- **Records for this exercise**
PR #2728, opened 2025-01-21
docs(Accordion): add description to all props and enable live edit

shaharzil:
https://monday.monday.com/boards/3532714909/pulses/8286797392


packages/core/src/components/Accordion/AccordionItem/AccordionItem.tsx
```diff
@@ -5,28 +5,53 @@ import { VibeComponentProps, ElementContent } from "../../../types";
...
   iconSize?: number | string;
   /**
-   * On click callback
+   * Custom callback triggered when the item is clicked.
    */
   onClick?: () => void;
+  /** @ignore */
   open?: boolean;
+  /** @ignore */
   onClickAccordionCallback?: () => void;
```
YossiSaadi, line 26: why?

packages/core/src/components/Accordion/AccordionItem/AccordionItem.tsx
```diff
@@ -5,28 +5,53 @@ import { VibeComponentProps, ElementContent } from "../../../types";
...
+  /**
+   * Custom class name to add to the header of the expandable
+   */
   headerClassName?: string;
+  /**
+   * Custom class name to add to the content of the expandable
+   */
   contentClassName?: string;
+  /**
+   * Custom class name to add to the ExpandCollapse component
```
YossiSaadi, line 40: maybe it should be less specific, probably not all devs that are using this component know it is internally with ExpandCollapse

packages/core/src/components/Accordion/AccordionItem/AccordionItem.tsx
```diff
@@ -5,28 +5,53 @@ import { VibeComponentProps, ElementContent } from "../../../types";
...
+   */
   expandCollapseComponentClassName?: string;
+  /**
+   * Determines whether click events are captured.
```
YossiSaadi, line 44: maybe we should expand a little more on that, saying capture phase or expand it even more, I was surprised to know not all devs know what capture is

packages/core/src/components/Accordion/AccordionItem/AccordionItem.tsx
```diff
@@ -5,28 +5,53 @@ import { VibeComponentProps, ElementContent } from "../../../types";
...
+   */
   captureOnClick?: boolean;
+  /**
+   * A classname to be added to the accordion item container
```
YossiSaadi, line 48: you wrote in the previous sections class name, let's keep it same here

packages/core/src/components/Accordion/Accordion/Accordion.tsx
```diff
@@ -33,6 +33,14 @@ export interface AccordionProps extends VibeComponentProps {
    * Array of initial expanded indexes
    */
   defaultIndex?: Array<number>;
+  /**
+   * A classname to be added to the accordion container
```
YossiSaadi, line 37: same for the class name

YossiSaadi (commented):
looks cool, had a few comments

packages/core/src/components/Accordion/AccordionItem/AccordionItem.tsx
shaharzil: These are internal props and we don't want our users to use them. In the past it even caused some questions in ask-vibe I believe it will be best just to hide it :)

packages/core/src/components/Accordion/AccordionItem/AccordionItem.tsx
shaharzil: Not sure I understand, the prop name is already super specific(expandCollapseComponentClassName), so why shouldn't the description be?

packages/core/src/components/Accordion/AccordionItem/AccordionItem.tsx
YossiSaadi: got ya 💯

packages/core/src/components/Accordion/AccordionItem/AccordionItem.tsx
YossiSaadi: hmm there's something to it
let's leave it like that then

talkor (approved):

PR #2729, opened 2025-01-21
feat(Modal): allow disabling autoFocus

YossiSaadi:
https://monday.monday.com/boards/3532714909/pulses/8291737832
https://monday.monday.com/boards/3532714909/pulses/8188699942


rivka-ungar (dismissed):

rivka-ungar (approved):
Looks cool, and great test!
Just wondering if in case of a modal on top of a modal can this cause any issues?

YossiSaadi:
> Details

Good point, just tried it in the playground and it seem the lock mechanism keep them separated correctly, same as it was 2 modals that none manage the focus on their own

PR #2731, opened 2025-01-26
feat(Icons): add ClassicFolder icon

rivka-ungar:
https://monday.monday.com/boards/3532714909/views/80492480/pulses/7928875316


talkor (approved):
Classic

PR #2733, opened 2025-01-26
chore: remove built icons from ignore

rivka-ungar:
https://monday.monday.com/boards/3532714909/views/80492480/pulses/8325999031


package-lock.json
talkor, line 1: Why has it changed?

packages/icons/.gitignore
```diff
@@ -1,3 +1,2 @@
-src/react
 src/lazy
```
talkor, line 1: Should also be removed, no? If it's used in core it will do the same

talkor (approved):

talkor:
@rivka-ungar Can also be a chore PR, release is not needed, right?

package-lock.json
rivka-ungar: mistake

packages/icons/.gitignore
rivka-ungar: The lazy icons? they are not used in core

PR #2734, opened 2025-01-26
feat(Slider): be able to change value label position and color

talkor:
https://monday.monday.com/boards/3532714909/pulses/8223729904

### DIFF
--- a/packages/core/src/components/Slider/Slider.tsx
+++ b/packages/core/src/components/Slider/Slider.tsx
@@ -77,6 +77,14 @@ export type SliderProps = {
    */
   showValue?: boolean;
   /**
+   * Position of the `value` when `showValue` is true
+   */
+  valueLabelPosition?: "top" | "bottom";
+  /**
+   * Color of the `value` when `showValue` is true
+   */
+  valueLabelColor?: "primary" | "secondary";
+  /**
    * Size small/medium/large of the component (Slider)
    */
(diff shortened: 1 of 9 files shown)


packages/core/src/components/Slider/Slider.tsx
```diff
@@ -76,6 +76,14 @@ export type SliderProps = {
...
    */
   showValue?: boolean;
+  /**
+   * Position of the `value` when `showValue` is true
+   */
+  valueLabelPosition?: "top" | "bottom";
+  /**
+   * Color of the `value` when `showValue` is true
+   */
+  valueLabelColor?: "primary" | "secondary";
```
rivka-ungar, line 86: Can these values be added as a type in the Slider.types.ts file same as `SliderColor`?

packages/core/src/components/Slider/Slider.tsx
```diff
@@ -76,6 +76,14 @@ export type SliderProps = {
    * Always show `value` instead of Tooltip
    */
   showValue?: boolean;
+  /**
+   * Position of the `value` when `showValue` is true
+   */
+  valueLabelPosition?: "top" | "bottom";
```
rivka-ungar, line 82: Can these also be added in the types file instead of inline?

rivka-ungar (approved):

PR #2737, opened 2025-01-26
feat(Modal): add responsiveness for modal

YossiSaadi:
https://monday.monday.com/boards/3532714909/pulses/8177017359


packages/core/src/components/Modal/Modal/Modal.module.scss
```diff
@@ -39,17 +39,17 @@ $full-view-margin: 40px;
 
   &.sizeSmall {
     --modal-max-height: 50%;
-    --modal-width: 480px;
+    --modal-width: 460px;
```
rivka-ungar, line 42: Is this not a breaking change?

rivka-ungar (approved):

packages/core/src/components/Modal/Modal/Modal.module.scss
YossiSaadi: kind of, but we took a decision that we need it

PR #2742, opened 2025-01-29
feat(Search): add prop for hiding clear icon

rivka-ungar:
https://monday.monday.com/boards/3532714909/views/80492480/pulses/8190214567

### DIFF
--- a/packages/core/src/components/Search/Search.types.ts
+++ b/packages/core/src/components/Search/Search.types.ts
@@ -100,5 +100,5 @@ export interface SearchProps extends VibeComponentProps {
   /**
    * Controls the visibility of the clear icon.
    */
-  hasClearIcon?: boolean;
+  showClearIcon?: boolean;
 }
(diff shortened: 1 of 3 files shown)


packages/core/src/components/Search/Search.types.ts
```diff
@@ -97,4 +97,8 @@ export interface SearchProps extends VibeComponentProps {
    * Callback function that is called when a keyboard key is down.
    */
   onKeyDown?: (event: React.KeyboardEvent<HTMLInputElement>) => void;
+  /**
+   * Controls the visibility of the clear icon.
+   */
+  hasClearIcon?: boolean;
```
talkor, line 103: I think we use mostly the `show*` convention in external props such as this, no? Like `showClearIcon`
WDYT?

rivka-ungar: I changed it

talkor (approved):

PR #2745, opened 2025-01-30
fix: change fixed-dark-color to be fixed on all themes

rivka-ungar:
https://monday.monday.com/boards/3532714909/views/80492480/pulses/8350787297


YossiSaadi (commented):
It is kind of a breaking change 🫣

rivka-ungar:
> It is kind of a breaking change 🫣

Yep, thats what the design want. It is apparently a bug that it is called fixed-dark-color and it changes between the themes instead of being fixed.

YossiSaadi (approved):

PR #2749, opened 2025-02-03
feat(Dropdown): allow ellipsis for component's placeholder

YossiSaadi:
https://monday.monday.com/boards/3532714909/pulses/8326192363

### DIFF
--- a/packages/core/src/components/Dropdown/Dropdown.styles.js
+++ b/packages/core/src/components/Dropdown/Dropdown.styles.js
@@ -178,14 +178,14 @@ const control =
   };
 
 const placeholder =
-  ({ forcePlaceholderEllipsis }) =>
+  ({ allowPlaceholderEllipsis }) =>
   (provided, { isDisabled }) => ({
     ...provided,
     ...getFont(),
     color: isDisabled ? getCSSVar("disabled-text-color") : getCSSVar("secondary-text-color"),
     fontWeight: getCSSVar("font-weight-normal"),
     // 22px because we have the inner arrow of opened/closed
-    ...(forcePlaceholderEllipsis && { width: "calc(100% - 22px)" })
+    ...(allowPlaceholderEllipsis && { width: "calc(100% - 22px)" })
   });
 
 const indicatorsContainer =
--- a/packages/core/src/components/Dropdown/Dropdown.styles.js
+++ b/packages/core/src/components/Dropdown/Dropdown.styles.js
@@ -178,12 +178,14 @@ const control =
   };
 
 const placeholder =
-  () =>
+  ({ forcePlaceholderEllipsis }) =>
   (provided, { isDisabled }) => ({
     ...provided,
     ...getFont(),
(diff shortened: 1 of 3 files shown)


packages/core/src/components/Dropdown/Dropdown.styles.js
```diff
@@ -178,12 +178,14 @@ const control =
...
 
 const placeholder =
-  () =>
+  ({ forcePlaceholderEllipsis }) =>
   (provided, { isDisabled }) => ({
     ...provided,
     ...getFont(),
     color: isDisabled ? getCSSVar("disabled-text-color") : getCSSVar("secondary-text-color"),
-    fontWeight: getCSSVar("font-weight-normal")
+    fontWeight: getCSSVar("font-weight-normal"),
```
rivka-ungar, line 186: Isn't 22 too much? Wasn't it supposed to be 13?

packages/core/src/components/Dropdown/Dropdown.styles.js
```diff
@@ -178,12 +178,14 @@ const control =
   };
 
 const placeholder =
-  () =>
+  ({ forcePlaceholderEllipsis }) =>
```
rivka-ungar, line 181: The name sounds pretty intimidating no? Can it be something like `showPlaceholderEllipsis`?

rivka-ungar (approved):
Great!
Had 2 small questions

packages/core/src/components/Dropdown/Dropdown.styles.js
YossiSaadi: I've calculated it to be the exact width as the placeholder's container

I know it's not ideal, but it is the same width for all of the cases + it makes the ellipsis work for readOnly mode as well in a proper way without overflowing

it was suppose to be 11, but 22px seem more "right" value

packages/core/src/components/Dropdown/Dropdown.styles.js
YossiSaadi: I was wondering about the naming as well, wdyt about `allow` maybe?

packages/core/src/components/Dropdown/Dropdown.styles.js
rivka-ungar: Just wondering if in the smaller dropdowns there will be too much white space? But I agree that its better it fits all cases so that there is no case were it gets cut off

YossiSaadi: It fits the same place that the "options" has right now, under all sizes
that means that currently the placeholder overflows the space it should have (probably a react-select glitch? can't understand the reason if this is intentional. if it isn't react-select then it has something to do with our own styling), and that fixes it as well

YossiSaadi: I mean the selectedOption

YossiSaadi: Feb-03-2025 15-45-29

- **What the task asks**
Where the string "questions" occurs in a line of the listing, copy the line.

- **Output for this exercise**
shaharzil: These are internal props and we don't want our users to use them. In the past it even caused some questions in ask-vibe I believe it will be best just to hide it :)
Had 2 small questions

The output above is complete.